Earlier, shares in Westfield Corporation were placed in a trading halt.

The shopping giant had requested its shares be placed in a halt with immediate effect until December 14 or when an announcement was released to the market.

Westfield shares last traded on Monday at $8.55.

A statement from Unibail-Rodamco and the Westfield Corporation said security holders would get a combination of cash and shares in Unibail-Rodamco to the value of $10.01 ($US7.55) of each Westfield security, a premium of 17.8 per cent to the value of Westfield securities at the end of Monday’s trading session.

Unibail-Rodamco chief executive officer Christophe Cuvillier said that "all of us have immense respect for what the Lowy family and the Westfield team have accomplished with the Westfield brand and the company's iconic collection of world-class shopping destinations".

"The acquisition of Westfield is a natural extension of Unibail-Rodamco's strategy of concentration, differentiation and innovation. It adds a number of new attractive retail markets in London and the wealthiest catchment areas in the United States," Mr Cuvillier declared.

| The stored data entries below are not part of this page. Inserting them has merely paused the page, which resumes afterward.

PR #620, opened 2025-08-29
Improved Compilation Time

EJain-Dev:
Moved some functions that were in the utility headers into source files to improve compile times. I didn't move the batch functions because they are only included by 2 files.


EJain-Dev:
I started work on a clang tidy PR and this isn't too major of a improvement so I'll close this for now.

"We believe that this transaction represents a compelling opportunity for both companies to realise benefits not available to each company on a standalone basis, and creates a strong and attractive platform for future growth."

Westfield chairman Sir Frank told reporters the takeover was a culmination of the strategic direction Westfield had taken since it restructured three years ago and separated its Australian and New Zealand assets from those in the UK and US.

“This is obviously a day of mixed emotion for me, but I am 100 per cent comfortable with my decision,” he said.

“We will move from being executives to being investors. We are committed to the success of the new company and we intend to maintain a substantial investment.

“We started small and we took Westfield to the world. This wonderful country has made possible everything I have achieved. I will remain a grateful and proud Australian always.

“For the assets I have spent my life building, I could not imagine a better home for them than in this new company.

The 87-year-old recalled Westfield’s early days when it was a “humble little shopping centre in Blacktown”, which is still standing today.

“When I look back on 57 years, it is more than a lifetime’s work that I have put into this company,” he said.

“It is still bittersweet for me but it is time, from a personal point of view, to move on.”

His sons Steven and Peter Lowy are co-chief executives and will retain leadership roles.

The takeover is expected to be completed by mid-2018, pending regulatory and shareholder approval.